Democratic Primaries — Apocalypse Not? - WhoWhatWhy Democratic Primaries — Apocalypse Not? - WhoWhatWhy

Pete Buttigieg, Elizabeth Warren, Bernie Sanders, Joe Biden
Democratic presidential candidates Pete Buttigieg, Elizabeth Warren, Bernie Sanders, and Joe Biden, pose for photos before the the CBS Democratic Presidential Primary Debate at the Charleston Gaillard Center in Charleston, South Carolina on February 25, 2020. Photo credit: © Paul Hennessy/SOPA Images via ZUMA Wire

Democratic Party leaders are panicking at the possibility that independent-minded Democratic voters might choose “wrong” candidate for president – then what?

The day after Super Tuesday, March 3, we may or may not have a clear idea of who the Democratic presidential nominee is likely to be.

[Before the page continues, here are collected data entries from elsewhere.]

PR #320, opened 2026-07-30
impl(overlay): the overlay→native cutover lifecycle (ADR-0071 / OVA-AC-6)

dungbanguyen:
Implements gradionhq/margince-foundation#1179 — the overlay→native flip and its ADR-0071 cutover lifecycle, with the OVA-AC-6 (a)–(d) integration lanes and the UC-E18-05 / UC-J-05 e2e derivations green.

## What lands

**The contract (OVA-GAP-1).** `/overlay/flip:preflight` and `/overlay/flip` existed as schema-less stubs; they are now real operations — the preflight's `{ready, blocking[], unresolved_conflicts[]}` verdict with the sealed snapshot and parity preview, the execute request with its typed confirmation phrase and the emergency mode, the 202's disclosed-lossy body, and the 409/404/422 failure surfaces. Also adds `GET /overlay/export`, the pre-flip export's producer. The backwards "read-mode→overlay" direction strings are corrected: the flip is overlay→native.

**The migration engine** (`internal/modules/migration`) — the shared importer the flip reuses (IEM-FORM-1): the RLS-scoped `import_run` store with audited transitions, the checkpointed resumable run loop, the zero-write dry-run whose disposition table discloses every skip with a reason, and `GuardIncumbentSource` — the OVA-AC-6(a) refusal the flip preflight and the direct importer share through one constant. Sources and native writers are injected seams, so the module never imports the record modules it feeds; the UC-E11-03 connectors plug into the same engine later.

**The flip.** Preflight gates conjunctively (incumbent reachable, force-fresh converged, `pending_sync` drained, pre-flip export current), seals the frozen snapshot when green — fenced mirror writes then refuse, sweeps skip the workspace — and unseals on *every* other exit, so a failed preflight is a no-op return to a healthy overlay. Execute is confirm-first behind `FLIP TO SOR`, refuses with 409 `overlay_flip_blocked` naming the reasons, imports the estate with counts, relationships and provenance preserved, then flips `x_sor_mode` to native and clears `x_incumbent` in one audited transaction.

**Emergency cutover** (OVA-AC-6 b): available *only* while the incumbent is unreachable — refused in both directions, never a silent substitute — and its 202 returns the snapshot's staleness plus an explicit unverifiable-parity notice.

**Retirement and reconstruction** (OVA-AC-6 c/d): disconnect-after-flip purges the mirror and derivatives while native data, audit, and the pre-flip bundle survive; the fake incumbent's record state deep-compares byte-identical across the whole lifecycle; and `ReconstructFromBundle` rebuilds a clean native instance from the bundle's mirror snapshot with zero incumbent calls — reversibility as rebuild, with no native→overlay claim.

## Spec-fills disclosed for upstream reconciliation

The spec leaves these open; each is implemented deliberately and flagged rather than silently invented:

1. The `blocking[]` reason literals, including `incumbent_unreachable` — OVA-AC-6(a) names it only in prose.
2. The emergency variant's API shape — no OVA-WIRE row exists. Implemented as a `mode` field with a reachable-refusal rule.
3. `import_run.connector` gains `'mirror'` — IEM-DDL-1's enum never named the flip's source.
4. `x_incumbent` is cleared at flip time (the `x_overlay_iff_incumbent` CHECK forces it); the connection row survives active for retirement.
5. The export bundle's retention window has no pinned value (A92 says "short auto-expiry", no number).
6. Deal pipeline/stage materialization falls back to the default pipeline's first open stage with a per-row disclosure — OVA-MAP-6 leaves it open.
7. `GET /overlay/export` is the lifecycle's bundle producer until IEM-WIRE-1/2's export-run lifecycle is minted.

UC-E18-05 **F2** (disconnecting an un-flipped overlay workspace) and **F3** (teardown partial-failure recovery) are named spec gaps — "do not invent behavior in the test" — so no case asserts them.

## Review

Both review agents ran against the diff and every confirmed finding is fixed in `768f0a0b`, notably: the preflight seals state so it is human-only rather than agent-reachable at `auto_execute`; the freeze is no longer a one-way latch that could permanently block credential revocation and PII purge; concurrent executes are serialized by a workspace advisory lock; seal/unseal are audited; and the pre-flip export is whole-estate for an unbounded actor, without which the OVA-AC-6(d) rebuild promise was nominal.

## Verification

- `make check` — green (backend + frontend)
- `make test-integration` — `OK: integration passed with 0 skips (29 packages, parallel)`
- `craft static` on the diff — 0 blockers

---
## Summary by cubic
Implements the overlay→native cutover lifecycle (ADR-0071 / OVA-AC-6): preflight with snapshot sealing and parity preview, execute (fresh-sync and emergency), retirement, and reconstruction from the pre‑flip bundle — powered by a resumable `migration` engine and a secure external→native identity map. Adds `GET /overlay/export` to produce pre‑flip bundles with human‑only access and export auditing.

- **Bug Fixes**
  - Ensures the flip’s advisory lock is fully released on unlock failure by closing the connection, preventing stuck claims from returning to the pool.
  - `import_record_map` cross‑workspace run references now return NotFound instead of leaking composite FK constraint details.
  - The pre‑flip export gate no longer clears on a zero cutoff; an actual sweep or mirror watermark is required.
  - Malformed bundle errors no longer echo untrusted identifiers.

- **Performance**
  - Memoizes incumbent owner resolution per flip to avoid repeated lookups, reducing import queries during migration.

<sup>Written for commit b08d670c28d719ea6ed437fa150e99cb2972d370. Summary will update on new commits.</sup>

<a href="https://cubic.dev/pr/gradionhq/margince-poc-v1/pull/320?utm_source=github" target="_blank" rel="noopener noreferrer" data-no-image-dialog="true"><picture><source media="(prefers-color-scheme: dark)" srcset="https://www.cubic.dev/buttons/review-in-cubic-dark.svg"><source media="(prefers-color-scheme: light)" srcset="https://www.cubic.dev/buttons/review-in-cubic-light.svg">Review in cubic</picture></a>

## Summary by CodeRabbit

* **New Features**
  * Added an operator-only endpoint to download pre-cutover overlay export bundles.
  * Implemented overlay-to-native cutover with readiness checks, confirmation safeguards, snapshot sealing, parity previews, emergency options, and resumable execution.
  * Added export-bundle reconstruction and migration run tracking.
  * Extended sync status to show when data is frozen for cutover.
* **Bug Fixes**
  * Prevented disconnects and mirror writes from racing with cutover.
  * Rejected reserved mirror source identifiers in client writes.
* **Documentation**
  * Updated cutover, emergency, retirement, and recovery guidance.


dungbanguyen:
Worked through the 13 unresolved review threads. Seven were real; six are fixed here, and the rest are tracked in #336 rather than resolved silently.

**Fixed in `3430799f` and `c9881f7d`:**

- **Payload-less owned rows were imported as blank records.** `_owner_external_id` was smuggled into `Row.Fields`, so `len(Fields) == 0` never matched for a row that had an owner and the `empty_payload` skip never fired — the writer landed a nameless native record instead of disclosing the system entry. The owner is now a first-class `Row` field, which keeps `Fields` the canonical payload the emptiness check reads. Pinned by a test at the engine and a no-leak assertion on the bundle source.
- **A cancelled preflight left the mirror frozen.** Both unseal sites ran on the request context, so the abandoned preflight that most needed the undo was the one that could not perform it. They now use `context.WithoutCancel`, matching the lock release beside them.
- **The export-recency gate was vacuous on an empty estate.** With no row watermark the cutoff was the zero time, so any export ever written cleared it. The cutoff is now the later of that watermark and the last successful sweep.
- **A resumed run reported only its final leg.** Failures persisted no report at all and completion replaced rather than merged, so someone resuming a crashed cutover was told a fraction of what actually imported. Failures now record their partial dispositions and completion folds by class; proven end-to-end through a real JSON round-trip in the Postgres lane.
- **A malformed bundle row printed the record it could not read.** `%v` of the raw row put every name, email and address into the error. It now names only the missing identifiers.
- **Reconstruction could strand a run at `running`.** Three fallible steps ran after `runs.Create`, and their early returns left a row nothing resumes and nothing clears. Everything fallible now happens before the row exists.

Also swapped the chained type assertions in the flip integration lane for the comma-ok form, and split the readiness verdict out of `flip.go`, which the additions pushed past the 500-line cap.

**Tracked in #336, not fixed here:** the create/`RecordIdentity` atomicity window (needs one transaction across a module boundary — ADR-0054 §9), raw driver text in `import_run.error` (no transport reads it today), bundle whole-estate validation (mitigated by RBAC, since export is admin/ops-gated and those roles are row-scope unbounded), the seal/fenced-write ordering window (affects preview counts, not what lands), and `pgtype.Numeric` in CSV export (pre-existing, relocated not introduced).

But centrists are freaking out because they fear voters will make what centrists deem an apocalyptic choice: Bernie Sanders. 

Their freakout is irrational and often self-interested. In the real world, nobody knows anything and the future is as malleable as it is unknowable.

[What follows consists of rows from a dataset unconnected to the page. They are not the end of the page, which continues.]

PR #322, opened 2026-07-30
feat(company): the connections card — one hop of the account's graph

LarsGradion:
PR 6 of the company-view rebuild. `GET /organizations/{id}/graph` serves the account's one-hop neighbourhood as nodes and edges, and the company rail draws it as a connections card between the people and deals cards.

## What the endpoint returns

One hop from the account, and only one:

- **contacts** — current employment edges, each weighted by its §4 relationship strength;
- **deals** — the account's open deals, plus the stakeholder seats on the ones it draws;
- **related companies** — the parent, the children, and the A41 partner counterparties in either direction;
- **intro path** — which contact the active signal's warm-intro path routes through.

A contact's other employers, a deal's other accounts and a partner's own partners are not walked. The second hop is a different read with a different cost, and a card that sometimes went two hops would have no honest cap.

## Three rules worth reviewing

**Authorization is per group.** Reading the organization is mandatory; contacts need the person grant, deals the deal grant, the intro path the signal grant. A withheld group is absent from `nodes`/`edges` and named in `groups_omitted`, so the card says "hidden from you" instead of drawing a company nobody works at. Within a group every row carries its own object's row scope — and a stakeholder edge needs **both** the deal and the person to be visible, because an edge names two records.

There is deliberately **no** `related_organizations` group. Parent, children and partner companies need no grant beyond the organization read the endpoint already demands, so they are row-scope pruned like every other node and can never be withheld wholesale. A value nothing can emit would be vocabulary a client had to handle and would never see.

**The intro path reuses the warm room's ranking rather than re-deriving it.** `signals.RankRouteIn` and `signals.RouteInEdges` are extracted from `Warmth`, so both callers rank through one spelling. The card reports a path only when that exact contact is already one of its nodes; when the route-in contact's only seat is on a deal the card did not draw, it says nothing rather than promoting the next contact it happens to have. It never names a different person than `GET /signals/{id}/intro-path`.

**The caps report themselves.** Node order is fixed — contacts by strength then id, deals by amount then id, organizations by name then id — so two reads of an unchanged account draw the same picture. `dropped_count` says how many nodes the caps left out. Stakeholder contacts are the one exception: they have no cap of their own because the deal cap already bounds them, and the contract says so.

## Frontend

`frontend/src/screens/connections.tsx` renders one payload two ways, and the **list is the primary one**. The ego diagram is a hand-rolled SVG on a fixed radial layout, `aria-hidden` with nothing focusable inside it, because everything it draws is in the node list beside it — each row routing through `EntityRef`. "See it larger" reopens the same graph and the same list in a `Modal size="wide"`.

The card reads its own endpoint rather than riding the 360, so it owns its states: a failed read says unavailable, and only a successful one may say the account has nothing attached.

## One thing to expect in the diff

Regenerating `internal/contracts/api_gen.go` reshuffles which enums win the bare constant name — `VoiceBuildStatusCode`, `ListRelationshipsParamsKind` and three inline params enums gain or lose their type prefix. That is oapi-codegen's conflict resolution responding to the new schemas, not a hand edit. No hand-written code referenced any of the renamed constants; the drift gate and the build both pass.

## Gates

- `make check` green (backend + frontend halves).
- `craft static` over every changed backend file: 0 blocker, 0 major, 0 minor.
- The graph's nine integration tests pass in `make test-integration`. The overlay failures in that lane (`TestOverlayRefetchWorker*`, `TestReconcile*`, `TestAcceptance_AC_OV_*`) reproduce identically on a clean `origin/main` — they are pre-existing, not from this branch.

---
## Summary by cubic
Adds the company connections card and `GET /organizations/{id}/graph`, a one‑hop graph of an account’s contacts, deals, related companies, and warm‑intro path. The UI is list‑first with a decorative, aria‑hidden SVG; the API uses per‑group auth with deterministic caps.

- **New Features**
  - Endpoint `GET /organizations/{id}/graph` returns nodes/edges one hop from the org: employees (weighted by relationship strength), open deals with stakeholder seats, parent/child/partner orgs, and the intro path when that contact is present. Ordering is fixed; `dropped_count` reports cap overflow.
  - Per‑group authorization with row‑scope pruning; withheld groups are omitted and named in `groups_omitted`. Edges render only when both ends are visible.
  - New `ConnectionsCard` on the company rail (`frontend/src/screens/connections.tsx`) fetches its own data, renders an accessible node list that states how each item is connected, and an `aria-hidden` SVG ego diagram. “See it larger” opens the same data in a wide modal.

- **Bug Fixes**
  - Enforced the person grant at each read: contacts, stakeholder seats, and `signals.RouteInEdges` now require person access directly (closing a grant‑by‑order gap and aligning Warmth).
  - Fixed caps/counts and bounded reads: totals come from the same statements that fetch rows (no negative `dropped_count`), and SQL now orders/limits deals, contacts, and related orgs while still reporting exact totals.
  - Related‑org cap now counts companies, not rows: SQL picks the first distinct companies by name and collapses duplicate edges; `graphScanCap` now only bounds the contact read.
  - Unified “signals of this org” with `signals.OfOrganizationWhere` so the graph’s active‑signal logic matches `/signals` listing.
  - Named nodes from the payload instead of fetching each via `EntityRef`; an empty `name` still falls back to a lookup, and tests assert one request per card and ID fallback rendering. Authz test now also requires the `referred_by` edge to exist, not just be correctly oriented.
  - Test cleanup and docs: removed an unused map in a cap test and clarified the comment on what `graphScanCap` actually bounds.

<sup>Written for commit 691315505d17480063dd6c5276e664699b80e113. Summary will update on new commits.</sup>

<a href="https://cubic.dev/pr/gradionhq/margince-poc-v1/pull/322?utm_source=github" target="_blank" rel="noopener noreferrer" data-no-image-dialog="true"><picture><source media="(prefers-color-scheme: dark)" srcset="https://www.cubic.dev/buttons/review-in-cubic-dark.svg"><source media="(prefers-color-scheme: light)" srcset="https://www.cubic.dev/buttons/review-in-cubic-light.svg">Review in cubic</picture></a>

## Summary by CodeRabbit

* **New Features**
  * Added a Connections card to organization pages, showing one-hop contacts, deals, related companies, and relationship details.
  * Added an expanded Connections view with deterministic diagram, accessible node list, intro-path indicators, and “show more” counts.
  * Added a connections graph endpoint supporting capped results and warm-introduction routing.
* **Bug Fixes**
  * Improved handling of unavailable or restricted connection data with clear messaging while preserving permitted information.
  * Added responsive layouts for smaller screens.


LarsGradion:
Both review findings are fixed in 23294186.

**cubic — N+1 fetch per node.** Valid. The list named every record through `EntityRef`, which reads the record to resolve a display name, so a card showing ten nodes fired ten extra requests and each row showed its raw uuid until one landed — for names `GET /organizations/{id}/graph` had already returned. `EntityRef` now takes an optional `name`: supplied, it skips the lookup and keeps the link and the id fallback unchanged. A *blank* name still falls through to the lookup, because a blank is the caller saying it has nothing rather than saying the record is nameless; otherwise the row would render a button with nothing in it. Two tests come with it — one proves the card issues exactly one request, the other that an unlabelled node reads as its id.

**CodeRabbit — vacuous orientation check.** Valid. The `referred_by` loop judged the edges it found and asserted nothing about finding any, so it could only fail on a wrong edge, never on a missing one. It now counts them and requires exactly one.

Auto-merge is armed.

LarsGradion:
Both addressed in 69131550.

**P3 — dead `plain` map.** Correct, it was written and never read. Removed.

**P2 — the employment count is not bounded by the scan cap.** Accurate, and deliberate. Taking it in two parts:

What the cap *does* bound is the rows returned and the work done per row — `people.StrengthForPeople` folds §4 per contact, joining `activity` and `activity_link` for each one. That is the cost that used to grow with the account, and it is now capped at 500 regardless of headcount.

What it does not bound is the count, because the headcount has to ride the same statement as the rows: two statements each take their own Read Committed snapshot, and a concurrent hire between them makes `dropped_count` negative against the schema's own `minimum: 0` (fixed in 57403444). So the count reads one account's employment rows through `idx_rel_org_people` — a single index range scan, scoped to one organization, not to the workspace.

I am keeping that trade rather than relaxing the response contract. An exact `dropped_count` is the promise the whole cap design rests on: a truncated graph reporting no count reads as the whole neighbourhood. One index range scan per account is a fair price, and the alternative — a has_more flag — would lose the number the card shows the rep.

The comment on `graphScanCap` overstated this ("a graph's query size follows the cap rather than the account") and now states both halves plainly, so the next reader is not misled into thinking the count is bounded too.

LarsGradion:
One correction on top of 69131550, in d9dd9bed.

That commit fixed the `graphScanCap` comment and left the **contract** claiming the opposite — "the reads themselves are bounded, so one request's cost follows the caps and not the account". That sentence is false, and putting the honest account in a Go comment while the published description kept the promise is worse than either alone: the people who need it are the ones who cannot see it.

What is actually true, and now what the description says:

- an exact `dropped_count` needs a count over each group's whole membership, so this read **is** proportional to the account it describes;
- what the caps bound is the rows returned and the per-contact §4 fold done on them, which is the part that grows fast;
- if that trade ever has to change, the response shape changes with it — a floor plus a flag — rather than the count quietly becoming approximate.

The paragraph also lost its reassurance about request cost. A client cannot observe our index scans, and prose that exists only to reassure is the worst kind of line in a contract.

After the Democratic debate on February 25, columnist Frank Bruni in the New York Times captured the panic, widely expressed elsewhere in similar terms:

In case you were at all confused, Bernie Sanders is the apocalypse. Or something very close to it. That was the message from his six rivals… And they scared the hell out of me. That’s only partly because I fear that they’re right about Sanders….

Fear. Panic. Scare tactics. These are all emotionally manipulative tools that, among other unhealthy things, distract people from reasoned argument and other realities.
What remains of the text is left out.